Other Considerations
In addition to the structuring challenges and considerations discussed above, managers should be mindful of the following issues when implementing beta overlay share classes:
- CPO registration. We understand index swaps are the most efficient way to express beta. As swaps are deemed to be commodity interests, managers who rely on the commodity pool operator exemption set forth in CFTC Regulation 4.13(a)(3) should ensure they will continue to be able to comply with the de minimis commodity interest trading limitations set out in that regulation.
- Limiting beta overlay share class capacity. Managers, especially those offering add-on share classes, may wish to limit the capacity of beta overlay classes in order to preserve sufficient unencumbered cash for the fund’s alpha portfolio. This may also help to mitigate the potential conflicts and risks between the beta overlay and the pure alpha investors. Managers should disclose the capacity limits, if any, and the criteria for allocating the beta overlay shares to investors, and reserve the right to adjust the limits and the allocations as needed.

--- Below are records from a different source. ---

PR #1037, opened 2021-06-02
[prometheus-statsd-exporter] corret ingress render in k8s 1.19 above

LeoQuote:

when installing chart with `helm install test-statsd prom/prometheus-statsd-exporter --values ingress.enabled=true` in a k8s 1.19 cluster , things will go wrong 

```
Error: UPGRADE FAILED: template: prometheus-statsd-exporter/templates/ingress.yaml:38:32: executing "prometheus-statsd-exporter/templates/ingress.yaml" at <.Values.ingress.pathType>: can't evaluate field Values in type interface {}
``` 
the reason is that the `.Values` varible is not available in a loop. assign it in the header can fix this

  - fixes #

#### Checklist

- [x] Chart Version bumped

### DIFF
--- a/charts/prometheus-statsd-exporter/templates/ingress.yaml
+++ b/charts/prometheus-statsd-exporter/templates/ingress.yaml
@@ -2,6 +2,7 @@
 {{- $fullName := include "prometheus-statsd-exporter.fullname" . -}}
 {{- $svcPort := .Values.service.port -}}
 {{- $kubeTargetVersion := default .Capabilities.KubeVersion.GitVersion .Values.kubeTargetVersionOverride }}
+{{- $pathType := .Values.ingress.pathType -}}
 {{- if semverCompare ">=1.19.0-0" $kubeTargetVersion }}
 apiVersion: networking.k8s.io/v1
 {{- else }}
@@ -35,7 +36,7 @@ spec:
           {{- range .paths }}
           - path: {{ . }}
             {{- if semverCompare ">=1.19.0-0" $kubeTargetVersion }}
-            pathType: {{ .Values.ingress.pathType | default "ImplementationSpecific" }}
+            pathType: {{ $pathType | default "ImplementationSpecific" }}
             {{- end }}
             backend:
               {{- if semverCompare ">=1.19.0-0" $kubeTargetVersion }}
--- a/charts/prometheus-statsd-exporter/templates/ingress.yaml
+++ b/charts/prometheus-statsd-exporter/templates/ingress.yaml
@@ -2,7 +2,6 @@
 {{- $fullName := include "prometheus-statsd-exporter.fullname" . -}}
 {{- $svcPort := .Values.service.port -}}
 {{- $kubeTargetVersion := default .Capabilities.KubeVersion.GitVersion .Values.kubeTargetVersionOverride }}
-{{- $pathType := .Values.ingress.pathType -}}
 {{- if semverCompare ">=1.19.0-0" $kubeTargetVersion }}
 apiVersion: networking.k8s.io/v1
 {{- else }}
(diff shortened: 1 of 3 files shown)


charts/prometheus-statsd-exporter/values.yaml
```diff
@@ -85,9 +85,9 @@ ingress:
   annotations: {}
     # kubernetes.io/ingress.class: nginx
     # kubernetes.io/tls-acme: "true"
+  # pathType: ImplementationSpecific # only Kubernetes v1.19+
```
monotek, line 88: Imho wron place for this. The ingress default config for a helm 3.6.0 created shard would look like:

```
ingress:
  enabled: false
  className: ""
  annotations: {}
    # kubernetes.io/ingress.class: nginx
    # kubernetes.io/tls-acme: "true"
  hosts:
    - host: chart-example.local
      paths:
        - path: /
          pathType: ImplementationSpecific
  tls: []
  #  - secretName: chart-example-tls
  #    hosts:
  #      - chart-example.local
```

charts/prometheus-statsd-exporter/templates/ingress.yaml
```diff
@@ -35,7 +36,7 @@ spec:
           {{- range .paths }}
           - path: {{ . }}
             {{- if semverCompare ">=1.19.0-0" $kubeTargetVersion }}
-            pathType: {{ .Values.ingress.pathType | default "ImplementationSpecific" }}
+            pathType: {{ $pathType | default "ImplementationSpecific" }}
```
monotek, line 39: Imho helm 3.6.0 default ingress could be used here too:

```
{{- if .Values.ingress.enabled -}}
{{- $fullName := include "prometheus-statsd-exporter.fullname" . -}}
{{- $svcPort := .Values.service.port -}}
{{- if and .Values.ingress.className (not (semverCompare ">=1.18-0" .Capabilities.KubeVersion.GitVersion)) }}
  {{- if not (hasKey .Values.ingress.annotations "kubernetes.io/ingress.class") }}
  {{- $_ := set .Values.ingress.annotations "kubernetes.io/ingress.class" .Values.ingress.className}}
  {{- end }}
{{- end }}
{{- if semverCompare ">=1.19-0" .Capabilities.KubeVersion.GitVersion -}}
apiVersion: networking.k8s.io/v1
{{- else if semverCompare ">=1.14-0" .Capabilities.KubeVersion.GitVersion -}}
apiVersion: networking.k8s.io/v1beta1
{{- else -}}
apiVersion: extensions/v1beta1
{{- end }}
kind: Ingress
metadata:
  name: {{ $fullName }}
  labels:
    {{- include "prometheus-statsd-exporter.labels" . | nindent 4 }}
  {{- with .Values.ingress.annotations }}
  annotations:
    {{- toYaml . | nindent 4 }}
  {{- end }}
spec:
  {{- if and .Values.ingress.className (semverCompare ">=1.18-0" .Capabilities.KubeVersion.GitVersion) }}
  ingressClassName: {{ .Values.ingress.className }}
  {{- end }}
  {{- if .Values.ingress.tls }}
  tls:
    {{- range .Values.ingress.tls }}
    - hosts:
        {{- range .hosts }}
        - {{ . | quote }}
        {{- end }}
      secretName: {{ .secretName }}
    {{- end }}
  {{- end }}
  rules:
    {{- range .Values.ingress.hosts }}
    - host: {{ .host | quote }}
      http:
        paths:
          {{- range .paths }}
          - path: {{ .path }}
            {{- if and .pathType (semverCompare ">=1.18-0" $.Capabilities.KubeVersion.GitVersion) }}
            pathType: {{ .pathType }}
            {{- end }}
            backend:
              {{- if semverCompare ">=1.19-0" $.Capabilities.KubeVersion.GitVersion }}
              service:
                name: {{ $fullName }}
                port:
                  number: {{ $svcPort }}
              {{- else }}
              serviceName: {{ $fullName }}
              servicePort: {{ $svcPort }}
              {{- end }}
          {{- end }}
    {{- end }}
{{- end }}

```

monotek (changes requested):

charts/prometheus-statsd-exporter/templates/ingress.yaml
LeoQuote: I believe it is fixed now

monotek (changes requested):
Imho we should also add ingressclassname.
You could use "helm create prometheus-statsd-exporter" with helm 3.6.0, to get an updated ingress template.

nikopavlica:
Can this be merged please? Right now this chart is broken for kubernetes >= 1.19

monotek:
I could not push to this branch so i created a new pr, adding also classname: https://github.com/prometheus-community/helm-charts/pull/1355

- Adding flexibility to add new indexes in the future. Depending on the manager’s alpha strategy and desires of the investors, managers should include broad discretion in the fund’s offering documents to offer beta overlay share classes tracking different or additional indexes in the future. Managers should consider the additional contagion risk associated with offering multiple beta index options.
Conclusion
Before introducing beta overlay strategies (especially through Add-on Class Structures), managers should carefully consider whether such strategies could present contagion or other risks to their existing core funds and/or investors in “pure alpha” strategies, and whether those risks can be mitigated structurally (for example, by limiting the size of the beta overlay strategy relative to the core fund, or by negotiating with trading counterparties to limit their recourse if the beta portfolio deteriorates). Where these risks cannot be structurally eliminated and/or are material, managers will need to ensure that they are adequately and effectively disclosed to both prospective and existing fund investors (and, with respect to existing investors, that any necessary consents have been properly obtained).